→ WORK ORDER:
A single number is required: the count of lines in the following entries that include the word "symbols".

+ + +

PR #3102, opened 2015-07-09
Align to locked items (if any), otherwise align as usual.

canadaduane:
This allows users to align items to one or more locked items. For example, if the user locks the PCB in the background, and then selects several components INCLUDING the locked PCB, all components will be (left | right | center) aligned to the PCB. If no selected items are locked, the aligning functions work as before.


canadaduane:
Video explaining the feature: https://vimeo.com/133045425

aknoerig:
Very nice refinement, thanks! Especially since it doesn't introduce a new menu item, but just respects the lock state in an intuitive way.

PR #3111, opened 2015-07-12
Fix unicode 'degrees' symbol in Rotate menu

canadaduane:
At least on Mac OS, the 'degrees' symbol in the Rotate menu was showing up as a diamond-question-mark character. It appears the cause was a '\x' being used to describe unicode characters where '\u' would do.

https://dl.dropboxusercontent.com/u/118766/fritzing-unicode-before-after.png

### DIFF
--- a/src/items/partlabel.cpp
+++ b/src/items/partlabel.cpp
@@ -447,37 +447,37 @@ void PartLabel::initMenu()
 	bool include45 = (m_owner != NULL) && (m_owner->viewID() == ViewLayer::PCBView);
 
 	if (include45) {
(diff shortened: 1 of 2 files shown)


el-j:
hej canadaduane, i pulled your fix, but on win7 the degree symbols stays a question mark. so i did some research and find a stackoverflow: http://stackoverflow.com/questions/19550589/degree-unicode-showing-as-question-mark

so i changed the /u00B0 to the normal degree-symbol and everything is fine for me know. could you please check if that works for you too?
https://github.com/fritzing/fritzing-app/tree/canadaduane-fix_unicode

thanks

canadaduane:
See https://github.com/fritzing/fritzing-app/pull/3122

PR #3112, opened 2015-07-12
Add 'Wire' to distinguish 'Raise and Lower' menus

canadaduane:
I'm uncertain about the reason for having two "Raise and Lower" menus, but we should at least distinguish the visible names in the menu so they don't look like mistaken duplication.


canadaduane:
I just realized this also changes the right-click pop-up menu to read "Raise and Lower Wire", which may not be the desired effect? I'm a little confused as to why there are two "Raise and Lower" options in the main menu, and then the one (of those two possible options) that shows up in the right-click menu is the Raise and Lower Wire menu.

el-j:
i deleted the second "raise and lower" menu point. it seems to be a duplicate.
this change is already  included in development and master branch

PR #3122, opened 2015-07-26
Fix degrees symbols in Mac OS, retain in Windows

canadaduane:
Based on your suggestion, this should fix the degree symbol in all operating systems. (To be clear: I tested this in Mac OS and it looks good).


el-j:
thank you very much

PR #3123, opened 2015-07-26
Fix 'Fit in Window' regression

canadaduane:
This fixes the Ctrl-0 (Cmd-0) "Fit in Window" issues that the "Cursor-centered zooming, trackpad support on Mac OS X" patchset caused.

Note: I think this also fixes the other issues you were seeing (i.e. zooming factors out of sync among views, etc.)

### DIFF
--- a/src/sketch/sketchwidget.cpp
+++ b/src/sketch/sketchwidget.cpp
@@ -4337,8 +4337,8 @@ double SketchWidget::fitInWindow() {
 		itemsRect |= itemBase->sceneBoundingRect();
 	}
 
-    static const double borderFactor = 0.03;
-    itemsRect.adjust(-itemsRect.width() * borderFactor, -itemsRect.height() * borderFactor, itemsRect.width() * borderFactor, itemsRect.height() * borderFactor);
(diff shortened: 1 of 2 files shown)


canadaduane:
Any thoughts?

canadaduane:
If we had a faster dialog going, I could make improvements to Fritzing a little more quickly.

el-j:
sorry for the delay. i checked your changes. sadly the "zooming out of sync" stays. i merged your request to the development branch: 
https://github.com/fritzing/fritzing-app/tree/development

to get the issue:
1. zoom out to 5%
2. use mouse-wheel to zoom in again
3. the zoom-factor is much higher than befor. 
the result: on 264% zoom it is more like 2200% zoomed. zooming out to 5% again shifts up the zoomfactor again and again.

canadaduane:
It's strange, I'm trying to replicate this issue, but everything seems to work for me :( Perhaps it's because I'm on a Mac?

el-j:
with what qt version you are compiling? maybe we have some difference there?

PR #3149, opened 2015-10-16
Vietnamese Translation

duyetdinh:
Vietnamese translation


aknoerig:
This pull request is invalid -- there is no translation file here?

PR #167, opened 2013-08-25
Update french phone numbers

vchabot:
Add these french phone numbers:
07 XX XX XX XX (new mobile phone numbers)
09 XX XX XX XX (phone numbers)


armetiz:
Faker generate 0729101484 which is not a correct french number.

Found from this issue : https://github.com/googlei18n/libphonenumber/issues/500
See how 07 should be managed : 
- http://www.arcep.fr/index.php?id=8146

fzaninotto:
@armetiz fixed in #1046

armetiz:
Thanks ;)

Issue #304, opened 2014-04-17
Add biased/weighted “random” numbers


max-m:
What about adding an generator for “weighted random numbers”?
For example a generator like this gamma “corrected” random number generator:
> [Author: bobince](http://stackoverflow.com/a/445363/1112384)
> ```PHP
/*
 * Generates a weighted random number
 *
 * Choose a continuous random number between 0..1
 * Raise to a power γ, to bias it. 1 is unweighted, lower gives more of the higher numbers and vice versa
 * Scale to desired range and round to integer
 *
 * @author bobince <http://stackoverflow.com/a/445363/1112384>
 */
public static function weightedRand($min, $max, $gamma) {
	$offset = $max - $min + 1;
	return floor($min + pow(lcg_value(), $gamma) * $offset);
}
```

Here is the probability distribution of calling `weightedRand(1, 4, $gamma);`.
May need some tweeking with values lower or equal to 0 though.

```
[kernel@~]php development/test.php 2.2
Gamma: 2.2
1: 53233 (53.233%)
2: 19662 (19.662%)
3: 14678 (14.678%)
4: 12427 (12.427%)
[kernel@~]php development/test.php 1.9
Gamma: 1.9
1: 48102 (48.102%)
2: 21317 (21.317%)
3: 16449 (16.449%)
4: 14132 (14.132%)
[kernel@~]php development/test.php 0
Gamma: 0
5: 100000 (100%)
[kernel@~]php development/test.php -.09
Gamma: -0.09
5: 91459 (91.459%)
6: 7433 (7.433%)
7: 901 (0.901%)
8: 155 (0.155%)
9: 35 (0.035%)
10: 8 (0.008%)
11: 5 (0.005%)
12: 3 (0.003%)
14: 1 (0.001%)
```

This might come in handy some times ^^

fzaninotto:
Fixed by #332

PR #332, opened 2014-05-14
Biased integer

TimWolla:
biasedInteger allows generating an integer that is biased by a given function.

See fzaninotto/Faker#304

See this example data:
graph

Number	|unbiased|	linearLow|	linearHigh|	sqrt	|square
-------------|------------|------------------|-------------------|------------|---------
1	|9857	|19016|	1007	|3222|	84
2	|10032	|17000|	2931	|5715|	717
3|	9966	|14977|	4928	|7538|	1846
4|	9914	|13015|	7033	|8872|	3645
5|	10099	|11080|	9145	|9915|	6095
6|	9800	|9012	|11001|	11234|	9138
7|	9987	|6860	|12936|	11906|	12800
8|	10096	|5053	|15047|	13160|	17019
9|	10026	|2945	|16919|	13775|	21512
10|	10223	|1042	|19053|	14663|	27144					
Loop iterations:	|100000|	200217|	199822	|150115|	299345
Loop iterations (percent)	|100.00%|	200.22%	|199.82%|	150.12%	|299.34%

Loop iterations are the number of times the contents of the loop were executed, `100000` is perfect, no values were discarded.

For even more fascination see this `sqrt` distribution of a higher number range :smile:
graph2

### DIFF
--- a/readme.md
+++ b/readme.md
@@ -233,6 +233,10 @@ Each of the generator properties (like `name`, `address`, and `lorem`) are calle
     countryCode             // UK
     languageCode            // en
 
+### `Faker\Provider\Biased`
+
+    biasedInteger($min, $max, $function) // 42
+
 ## Unique and Optional modifiers
 
 Faker provides two special providers, `unique()` and `optional()`, to be called before any provider. `optional()` can be useful for seeding non-required fields, like a mobile telephone number; `unique()` is required to populate fields that cannot accept twice the same value, like primary identifiers.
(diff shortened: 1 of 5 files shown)


fzaninotto:
Thanks!

jayenne:
Hi, would this function be able to have return a number biased towards a 3rd number using a function?

min = 0, max = 100, focus = 33, function= ? returns a "falloff curve" around the focal point rather than one end or the other?

christhofer:
Hi, what other values that we can use in 3rd parameter? Please update the documentation with more example, e.g how to make it biased for lower values, for middle values, or to use our own function maybe.

PR #333, opened 2014-05-15
Added transliterator to email and username

hugofonseca:
see #311
I've added transliteration to email and username.
I've added some tests that will make sure that every email and username from any provider are valid.

I've updated readme.md file to inform of the new intl and php dependency.
Should we be worried about those people that need transliteration (of any kind) but still use a lower PHP version?
For these people Faker will not work after the update as I've removed all "toAscii" methods.


fzaninotto:
Superseded by #490

PR #401, opened 2014-08-25
some hu_HU fixes

peet86:
- fixed the city formats (replaced the first and lastname generation)
- company fix (the second letters replaced to lowercase, "association" and "found" words added)


fzaninotto:
No news for a while, closing.

PR #421, opened 2014-09-07
en_GB people provider

AlexCutts:
I've recently found myself using Faker for some test data to provide a demonstration system and found that the names which were being generated in most cases, weren't names which are commonly used in the UK.

I've created a simple Person class for the UK.

Data for forenames came from ONS [female names here](http://www.ons.gov.uk/ons/rel/vsob1/baby-names--england-and-wales/2013/info-girls-names-2013.html) and [male names here](http://www.ons.gov.uk/ons/rel/vsob1/baby-names--england-and-wales/2013/info-boys-names-2013.html) - I used the data from 2003 and 2013.

I also used some of the names already in the en_US locale which were relevant to a UK audience.

For surnames, I found a list [here](http://surname.sofeminine.co.uk/w/surnames/most-common-surnames-in-great-britain.html) which seemed to reflect usage well.

I haven't added any tests as I've only changed the contents of the arrays, but if there's anything else I should be doing let me know. I've not made an open source contribution before, and I wasn't entirely sure if I should be submitting this as none of the other EN locales have specific Person providers (other than the default en_GB).

### DIFF
--- a/src/Faker/Provider/en_GB/Person.php
+++ b/src/Faker/Provider/en_GB/Person.php
@@ -1,0 +1,78 @@
+<?php
+
+namespace Faker\Provider\en_GB;
+
+class Person extends \Faker\Provider\Person
+{
+    protected static $maleNameFormats = array(
+        '{{firstNameMale}} {{lastName}}',
+    );
+
+    protected static $femaleNameFormats = array(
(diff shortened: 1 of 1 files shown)


fzaninotto:
Thanks!

PR #427, opened 2014-09-23
Add zh_TW Provider

tzhuan:


vlakoff:
Why the added [`Internet.php`](https://github.com/fzaninotto/Faker/pull/427/files#diff-ec78d44163a7674f58bb5bccc0beda1f) and [`Payment.php`](https://github.com/fzaninotto/Faker/pull/427/files#diff-16d843a6ae434a16f179461161d05adc)?

tzhuan:
The romanization of the name is usually required and used for credit-card in Taiwan.
Chinese domain names do exist but they are rarely used. Most domain names are still in English in Taiwan. Therefore, I added the Payment.php and Internet.php to keep the English version of the `Payment::creditCardInfo()`, `Internet::userName()` and `Internet::domainWord()` methods.

PR #438, opened 2014-10-09
Addition of en_GB mobileNumber methods

daveblake:
Additions to the PhoneNumber Provider for en_GB so that a UK format phone number can be returned.


fzaninotto:
Thanks!

PR #456, opened 2014-11-10
Sanitizing username to prevent invalid email

EmileBons:
In certain locales (e.g. nl_NL), special characters are used in names such as ç; when using these characters for generating email addresses, this will result in an invalid email address (e.g. valbinusgenaamdweissvonweissenlöw@example.net or sarah.ünal@example.com), which causes tests in my case to fail.

### DIFF
--- a/src/Faker/Provider/Internet.php
+++ b/src/Faker/Provider/Internet.php
@@ -94,7 +94,7 @@ class Internet extends \Faker\Provider\Base
 
         $userName = static::toLower(static::bothify($this->generator->parse($format)));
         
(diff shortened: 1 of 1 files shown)


nicodmf:
@EmileBons I'm not sure that should be necessary as utf8 email address become actually an accepted option : 

- http://en.wikipedia.org/wiki/Email_address#Internationalization
- http://tools.ietf.org/html/rfc5335

fzaninotto:
We're now using transliteration ; this is not necessary anymore. Thanks anyway for your PR.

Issue #68, opened 2012-11-06
Idea: image faker


drodil:
Would it be bad idea to also provide API for faking images? This could easily be done with gd library and would also help when styling webpage with random data in it. What do you think?

PR #474, opened 2014-12-10
generating image filled with random color locally

JarekW:
This adds image generation filled with one random color. Idea was started in #68.
Lorempixel lastly have problems with service unavailability. This also generates images faster than downloading images.


fzaninotto:
Thanks for your contribution. 

I don't think this fits a need that is common. I suggest that you publish this as a standalone extension to Faker on your own GitHub account.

+ + +

→ EXPECTED ANSWER:
2